## Exercise input

PR #2183, opened 2023-12-07
VSCode: Send `embeddings/initialize` to the local embeddings controller

dominiccooney:
Rolls cody-engine to v5.2.11713.

cody-engine used to enumerate indices on startup, which slows down engine startup for autocompletes. Instead, enumerate indexes in an `embeddings/initialize` method.

## Test plan

- Set `"cody.debug.enable": true, "cody.debug.verbose": true,`
- Open a repository with App embeddings and chat, check that local embeddings context appears
- Open a repository with local embeddings and chat, check that local embeddings context appears
- Open a repository with no embeddings and click Enable Embeddings and check that indexing happens and then queries work

You can verify when local embeddings is returning results with Cmd-Shift-P, Output: Show Output Channels... Cody by Sourcegraph and looking for messages like `LocalEmbeddingsController: returning 15 results`.

### DIFF
--- a/vscode/src/local-context/local-embeddings.ts
+++ b/vscode/src/local-context/local-embeddings.ts
@@ -77,8 +77,7 @@ export class LocalEmbeddingsController implements LocalEmbeddingsFetcher, Contex
         this.accessToken = token || undefined
         // TODO: Add a "drop token" for sign out
         if (token && this.serviceStarted) {
-            // TODO: Make the cody-engine reply to set-token.
-            void (await this.getService()).request('embeddings/set-token', token)
+            await (await this.getService()).request('embeddings/set-token', token)
         }
     }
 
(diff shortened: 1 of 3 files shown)


vscode/src/local-context/local-embeddings.ts
```diff
@@ -143,17 +142,48 @@ export class LocalEmbeddingsController implements LocalEmbeddingsFetcher, Contex
...
+                break
+            case 'linux':
+                paths = {
+                    indexPath: `${process.env.HOME}/.cache/com.sourcegraph.cody/embeddings`,
+                    appIndexPath: `${process.env.HOME}/.cache/com.sourcegraph.cody/blobstore/buckets/embeddings`,
+                }
+                break
+            case 'win32':
+                paths = {
+                    indexPath: `${process.env.LOCALAPPDATA}/com.sourcegraph.cody/embeddings`,
```
beyang, line 163: Does Windows need `\` path separators?

beyang (approved):
Approving to unblock

vscode/src/local-context/local-embeddings.ts
dominiccooney: Turns out as-is works, but $LOCALAPPDATA uses backslashes, so I changed this to backslashes.

PR #2187, opened 2023-12-07
Update intro chat message to be clear about coding questions

ryphil:
Minor change to the intro text for Cody to clarify that Cody is focused on coding questions, not general world knowledge. 

## Test plan
Copy change only. Tested locally.


toolmantim (approved):

toolmantim:
@ryphil This is a good quick fix, but technically we support whatever questions the chat model you choose is capable of answering (which can be ChatGPT for example). Longer term fix: we should be clearer in the product about the capabilities/differences in models (for choosing/browsing between them, and when you start a chat with one)

PR #2189, opened 2023-12-07
evaluate-autocomplete: more advanced triggering

olafurpg:
Previously, we only triggered autocomplete in limited cases. This PR adds new pluggable infrastructure to trigger in a more variety of language constructs, specifically call expressions, function declarations, if statements, and assignment statements. This ability allows us to measure more accurately real-world usage behaviors.

This PR includes several low-risk but unrelated diffs that improve the quality-of-life while iterating on this feature. For example, the console output is a lot less noisy when running agent tests because Polly no longer complains about missing HTTP recordings for telemetry requests (that previously had random parameters on every test run).

## Test plan

I ran an evaluation of 8 languages to compare scores between baseline and dynamic-multiline. The score is a formula that penalizes autocomplete requests that don't parse or are very small.

```
             FIXTURE  LANGUAGEID      SCORE
0           baseline         cpp  64.033333
1           baseline          go  28.811475
2           baseline  javascript  40.990099
3           baseline         php  39.079365
4           baseline  typescript  46.227106
5  dynamic-multiline         cpp  83.815789
6  dynamic-multiline          go  74.201681
7  dynamic-multiline  javascript  76.683673
8  dynamic-multiline         php  58.024194
9  dynamic-multiline  typescript  78.115942
```

When plotting these scores on a radar chart we see that dynamic-multiline is a huge improvement across the board including languages like PHP.

image


valerybugakov (commented):
Hey @olafurpg, I want/need to use this eval suite for validating ideas around improving autocomplete. I started digging into the codebase at the end of December and watched your recording in Slack, which was very helpful (TY!). Still, I bumped into a couple of places where the implementation has changed, and I didn't find a way to quickly fix the commands I've been running based on your demo. It's understandable since the project moves fast. 

Could you share a set of commands and potentially a local config, if you have one, to produce results shared in the PR description?

pkukielka (approved):
LGTM

Issue #1876, opened 2023-11-24
bug: can't cancel search indexing


toolmantim:
### Version

0.16.0

### Describe the bug

If you open a large repo, symf starts automatically and can't be cancelled, pegging the CPU for an unknown time:

<img width="489" alt="Screenshot 2023-11-24 at 4 55 30 pm" src="https://github.com/sourcegraph/cody/assets/153/058d8bd1-fad4-40ee-8681-4cb4db4508ce">

<img width="1085" alt="Screenshot 2023-11-24 at 4 56 29 pm" src="https://github.com/sourcegraph/cody/assets/153/27c9d0e4-af90-4044-82a0-39a4dd009199">

If you want to stop it, reloading VS Code doesn't help… the only option is to uninstall Cody.

### Expected behavior

There should be a cancel button in the notification

PR #2202, opened 2023-12-08
symf: support cancelling index

beyang:
Fixes https://github.com/sourcegraph/cody/issues/1876

image

## Follow-up tasks
- [ ] Known improvement opportunity: If a user triggers indexing when an index already exists and then cancels the new indexing, the old index is removed. It would be nicer if we could still reuse the old index. Will fix this in a follow-up PR.

## Test plan

- [ ] `rm -rf ~/.cody-symf` to erase the symf index
- [ ] Open the cody repository
- [ ] Do a natural language search to trigger indexing
- [ ] Cancel the search. In the terminal, run `ps aux | grep symf` to verify the process was killed.
- [ ] Verify the index was not built by running `find ~/.cody-symf/`. You should only see contents in the `.tmp` and `.failed` directories.
- [ ] Try doing another search. The index should build this time.
- [ ] Refresh the index using the refresh button in the side panel. Cancel the reindex. Verify the index doesn't exist.

### DIFF
--- a/vscode/src/local-context/symf.ts
+++ b/vscode/src/local-context/symf.ts
@@ -407,7 +407,7 @@ class RWLock {
     public async withRead<T>(fn: () => Promise<T>): Promise<T> {
         while (this.readers === 0) {
             if (this.mu.isLocked()) {
-                // If muis locked at this point, it must be held by the writer.
+                // If mu is locked at this point, it must be held by the writer.
                 // We spin in this case, rather than try to acquire the lock,
                 // because multiple readers blocked on acquiring the lock will
                 // execute serially when the writer releases the lock (whereas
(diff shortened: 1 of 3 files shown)


vscode/src/local-context/symf.ts
```diff
@@ -392,7 +407,7 @@ class RWLock {
     public async withRead<T>(fn: () => Promise<T>): Promise<T> {
         while (this.readers === 0) {
             if (this.mu.isLocked()) {
-                // If mu is locked at this point, it must be held by the writer.
+                // If muis locked at this point, it must be held by the writer.
```
dominiccooney, line 410: Typo here

```suggestion
                // If mu is locked at this point, it must be held by the writer.
```

dominiccooney (approved):
Looks good!

toolmantim:
Nice!

abeatrix (approved):
Let's go!

kalanchan:
GOGOGO nice work!

PR #3117, opened 2024-02-09
Fixing logs on the failed GQL queries for refreshConfigFeatures

arafatkatze:
Solves the issue https://github.com/sourcegraph/sourcegraph/issues/60050
Basically we already wanted to make sure that GQL and fetch errors aren't something that hammer the logs console so this PR adds an extra case of checking that the error message doesn't have the string that gets repeatedly printed in this users console. 

## Test plan

I didn't thoroughly test this PR in the sense that going back to v5.2.0 and then testing. I did go to that version but doing the setup on my local instance caused other issues for me so I left it. My understanding is that this issue is just about seeing something non necessary in the logs so its not really an actually problematic issue.


chwarwick (approved):
If you want to test against a 5.2.x environment demo.sourcegraph.com or the sg01 test environment will work. I just created a user for you on sg01.

arafatkatze:
Before 
image

After 
image


This issue has been resolved and tested too. 

Thanks @chwarwick I did this on demo instance.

## What to produce
From the listing above, the lines starting with the one that has "dominiccooney: Turns out" and running through the one that has "PR #2189, opened 2023-12-07" should be copied exactly, ends included.

## Task solution
dominiccooney: Turns out as-is works, but $LOCALAPPDATA uses backslashes, so I changed this to backslashes.

PR #2187, opened 2023-12-07
Update intro chat message to be clear about coding questions

ryphil:
Minor change to the intro text for Cody to clarify that Cody is focused on coding questions, not general world knowledge. 

## Test plan
Copy change only. Tested locally.


toolmantim (approved):

toolmantim:
@ryphil This is a good quick fix, but technically we support whatever questions the chat model you choose is capable of answering (which can be ChatGPT for example). Longer term fix: we should be clearer in the product about the capabilities/differences in models (for choosing/browsing between them, and when you start a chat with one)

PR #2189, opened 2023-12-07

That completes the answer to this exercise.